**TASK OBJECTIVE**
Retype all of the lines below with no changes.

-------- RECORD EXTRACTS --------

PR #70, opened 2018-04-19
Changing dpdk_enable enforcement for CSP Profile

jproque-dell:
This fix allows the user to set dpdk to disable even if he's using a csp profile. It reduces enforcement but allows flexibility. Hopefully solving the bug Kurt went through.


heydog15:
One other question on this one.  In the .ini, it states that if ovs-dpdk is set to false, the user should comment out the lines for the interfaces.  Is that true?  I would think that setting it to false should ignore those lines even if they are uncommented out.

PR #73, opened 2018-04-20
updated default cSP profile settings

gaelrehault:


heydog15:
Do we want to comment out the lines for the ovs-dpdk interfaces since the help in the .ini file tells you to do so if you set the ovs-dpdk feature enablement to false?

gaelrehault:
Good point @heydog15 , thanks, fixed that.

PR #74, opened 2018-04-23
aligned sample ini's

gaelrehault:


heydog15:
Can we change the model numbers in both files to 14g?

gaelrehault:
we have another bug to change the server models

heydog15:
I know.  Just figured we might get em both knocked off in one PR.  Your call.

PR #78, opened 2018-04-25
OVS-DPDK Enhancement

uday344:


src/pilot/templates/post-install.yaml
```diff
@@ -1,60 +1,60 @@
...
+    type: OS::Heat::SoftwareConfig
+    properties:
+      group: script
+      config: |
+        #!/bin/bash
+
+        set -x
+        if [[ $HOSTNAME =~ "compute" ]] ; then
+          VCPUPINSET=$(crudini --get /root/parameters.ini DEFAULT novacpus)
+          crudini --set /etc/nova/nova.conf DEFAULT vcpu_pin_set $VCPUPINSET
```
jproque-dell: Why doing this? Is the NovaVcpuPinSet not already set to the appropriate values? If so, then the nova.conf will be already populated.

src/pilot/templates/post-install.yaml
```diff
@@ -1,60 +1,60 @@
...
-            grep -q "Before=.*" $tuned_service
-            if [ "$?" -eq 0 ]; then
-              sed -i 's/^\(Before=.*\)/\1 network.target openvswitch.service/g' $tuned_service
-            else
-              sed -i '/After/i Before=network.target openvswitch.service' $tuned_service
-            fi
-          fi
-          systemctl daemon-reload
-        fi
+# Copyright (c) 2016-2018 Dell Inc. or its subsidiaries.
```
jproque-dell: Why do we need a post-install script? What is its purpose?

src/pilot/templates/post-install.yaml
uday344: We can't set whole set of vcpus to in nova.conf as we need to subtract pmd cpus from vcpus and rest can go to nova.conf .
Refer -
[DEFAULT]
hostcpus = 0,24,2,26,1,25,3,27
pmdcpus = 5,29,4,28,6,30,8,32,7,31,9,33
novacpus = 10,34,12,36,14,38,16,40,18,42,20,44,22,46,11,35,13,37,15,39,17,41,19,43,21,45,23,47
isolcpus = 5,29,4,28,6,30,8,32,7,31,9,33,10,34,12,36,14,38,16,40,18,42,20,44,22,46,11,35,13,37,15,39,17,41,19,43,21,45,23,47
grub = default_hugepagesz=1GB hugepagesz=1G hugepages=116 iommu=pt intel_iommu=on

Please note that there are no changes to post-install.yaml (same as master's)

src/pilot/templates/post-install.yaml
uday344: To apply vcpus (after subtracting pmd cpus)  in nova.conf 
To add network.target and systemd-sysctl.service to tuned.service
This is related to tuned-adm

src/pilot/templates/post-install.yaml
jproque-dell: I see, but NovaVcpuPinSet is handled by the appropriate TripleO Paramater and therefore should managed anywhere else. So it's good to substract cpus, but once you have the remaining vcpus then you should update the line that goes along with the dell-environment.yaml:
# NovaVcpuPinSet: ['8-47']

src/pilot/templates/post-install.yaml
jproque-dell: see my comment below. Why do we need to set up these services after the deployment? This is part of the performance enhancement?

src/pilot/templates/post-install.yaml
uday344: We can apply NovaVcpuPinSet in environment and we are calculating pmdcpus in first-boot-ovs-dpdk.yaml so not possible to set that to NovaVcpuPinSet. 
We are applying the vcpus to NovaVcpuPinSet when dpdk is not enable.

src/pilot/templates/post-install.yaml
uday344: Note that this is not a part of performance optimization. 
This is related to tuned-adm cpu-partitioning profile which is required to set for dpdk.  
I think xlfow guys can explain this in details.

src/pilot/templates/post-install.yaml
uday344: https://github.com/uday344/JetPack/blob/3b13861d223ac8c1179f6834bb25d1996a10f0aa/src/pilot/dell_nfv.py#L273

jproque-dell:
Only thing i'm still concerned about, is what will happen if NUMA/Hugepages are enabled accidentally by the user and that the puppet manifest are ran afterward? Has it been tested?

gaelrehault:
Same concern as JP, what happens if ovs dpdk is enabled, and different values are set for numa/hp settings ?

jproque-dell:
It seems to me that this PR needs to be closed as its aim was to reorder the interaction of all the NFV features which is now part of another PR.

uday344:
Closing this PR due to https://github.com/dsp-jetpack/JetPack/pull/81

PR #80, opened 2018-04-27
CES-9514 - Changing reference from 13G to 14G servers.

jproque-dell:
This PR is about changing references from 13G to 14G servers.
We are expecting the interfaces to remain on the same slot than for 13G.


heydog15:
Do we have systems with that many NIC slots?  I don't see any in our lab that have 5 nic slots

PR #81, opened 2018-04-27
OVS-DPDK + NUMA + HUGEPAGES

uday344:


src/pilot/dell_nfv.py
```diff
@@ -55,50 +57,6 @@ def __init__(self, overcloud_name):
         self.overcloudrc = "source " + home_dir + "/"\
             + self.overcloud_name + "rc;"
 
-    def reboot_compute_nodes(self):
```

--------

**TASK SOLUTION**
PR #70, opened 2018-04-19
Changing dpdk_enable enforcement for CSP Profile

jproque-dell:
This fix allows the user to set dpdk to disable even if he's using a csp profile. It reduces enforcement but allows flexibility. Hopefully solving the bug Kurt went through.


heydog15:
One other question on this one.  In the .ini, it states that if ovs-dpdk is set to false, the user should comment out the lines for the interfaces.  Is that true?  I would think that setting it to false should ignore those lines even if they are uncommented out.

PR #73, opened 2018-04-20
updated default cSP profile settings

gaelrehault:


heydog15:
Do we want to comment out the lines for the ovs-dpdk interfaces since the help in the .ini file tells you to do so if you set the ovs-dpdk feature enablement to false?

gaelrehault:
Good point @heydog15 , thanks, fixed that.

PR #74, opened 2018-04-23
aligned sample ini's

gaelrehault:


heydog15:
Can we change the model numbers in both files to 14g?

gaelrehault:
we have another bug to change the server models

heydog15:
I know.  Just figured we might get em both knocked off in one PR.  Your call.

PR #78, opened 2018-04-25
OVS-DPDK Enhancement

uday344:


src/pilot/templates/post-install.yaml
```diff
@@ -1,60 +1,60 @@
...
+    type: OS::Heat::SoftwareConfig
+    properties:
+      group: script
+      config: |
+        #!/bin/bash
+
+        set -x
+        if [[ $HOSTNAME =~ "compute" ]] ; then
+          VCPUPINSET=$(crudini --get /root/parameters.ini DEFAULT novacpus)
+          crudini --set /etc/nova/nova.conf DEFAULT vcpu_pin_set $VCPUPINSET
```
jproque-dell: Why doing this? Is the NovaVcpuPinSet not already set to the appropriate values? If so, then the nova.conf will be already populated.

src/pilot/templates/post-install.yaml
```diff
@@ -1,60 +1,60 @@
...
-            grep -q "Before=.*" $tuned_service
-            if [ "$?" -eq 0 ]; then
-              sed -i 's/^\(Before=.*\)/\1 network.target openvswitch.service/g' $tuned_service
-            else
-              sed -i '/After/i Before=network.target openvswitch.service' $tuned_service
-            fi
-          fi
-          systemctl daemon-reload
-        fi
+# Copyright (c) 2016-2018 Dell Inc. or its subsidiaries.
```
jproque-dell: Why do we need a post-install script? What is its purpose?

src/pilot/templates/post-install.yaml
uday344: We can't set whole set of vcpus to in nova.conf as we need to subtract pmd cpus from vcpus and rest can go to nova.conf .
Refer -
[DEFAULT]
hostcpus = 0,24,2,26,1,25,3,27
pmdcpus = 5,29,4,28,6,30,8,32,7,31,9,33
novacpus = 10,34,12,36,14,38,16,40,18,42,20,44,22,46,11,35,13,37,15,39,17,41,19,43,21,45,23,47
isolcpus = 5,29,4,28,6,30,8,32,7,31,9,33,10,34,12,36,14,38,16,40,18,42,20,44,22,46,11,35,13,37,15,39,17,41,19,43,21,45,23,47
grub = default_hugepagesz=1GB hugepagesz=1G hugepages=116 iommu=pt intel_iommu=on

Please note that there are no changes to post-install.yaml (same as master's)

src/pilot/templates/post-install.yaml
uday344: To apply vcpus (after subtracting pmd cpus)  in nova.conf 
To add network.target and systemd-sysctl.service to tuned.service
This is related to tuned-adm

src/pilot/templates/post-install.yaml
jproque-dell: I see, but NovaVcpuPinSet is handled by the appropriate TripleO Paramater and therefore should managed anywhere else. So it's good to substract cpus, but once you have the remaining vcpus then you should update the line that goes along with the dell-environment.yaml:
# NovaVcpuPinSet: ['8-47']

src/pilot/templates/post-install.yaml
jproque-dell: see my comment below. Why do we need to set up these services after the deployment? This is part of the performance enhancement?

src/pilot/templates/post-install.yaml
uday344: We can apply NovaVcpuPinSet in environment and we are calculating pmdcpus in first-boot-ovs-dpdk.yaml so not possible to set that to NovaVcpuPinSet. 
We are applying the vcpus to NovaVcpuPinSet when dpdk is not enable.

src/pilot/templates/post-install.yaml
uday344: Note that this is not a part of performance optimization. 
This is related to tuned-adm cpu-partitioning profile which is required to set for dpdk.  
I think xlfow guys can explain this in details.

src/pilot/templates/post-install.yaml
uday344: https://github.com/uday344/JetPack/blob/3b13861d223ac8c1179f6834bb25d1996a10f0aa/src/pilot/dell_nfv.py#L273

jproque-dell:
Only thing i'm still concerned about, is what will happen if NUMA/Hugepages are enabled accidentally by the user and that the puppet manifest are ran afterward? Has it been tested?

gaelrehault:
Same concern as JP, what happens if ovs dpdk is enabled, and different values are set for numa/hp settings ?

jproque-dell:
It seems to me that this PR needs to be closed as its aim was to reorder the interaction of all the NFV features which is now part of another PR.

uday344:
Closing this PR due to https://github.com/dsp-jetpack/JetPack/pull/81

PR #80, opened 2018-04-27
CES-9514 - Changing reference from 13G to 14G servers.

jproque-dell:
This PR is about changing references from 13G to 14G servers.
We are expecting the interfaces to remain on the same slot than for 13G.


heydog15:
Do we have systems with that many NIC slots?  I don't see any in our lab that have 5 nic slots

PR #81, opened 2018-04-27
OVS-DPDK + NUMA + HUGEPAGES

uday344:


src/pilot/dell_nfv.py
```diff
@@ -55,50 +57,6 @@ def __init__(self, overcloud_name):
         self.overcloudrc = "source " + home_dir + "/"\
             + self.overcloud_name + "rc;"
 
-    def reboot_compute_nodes(self):
```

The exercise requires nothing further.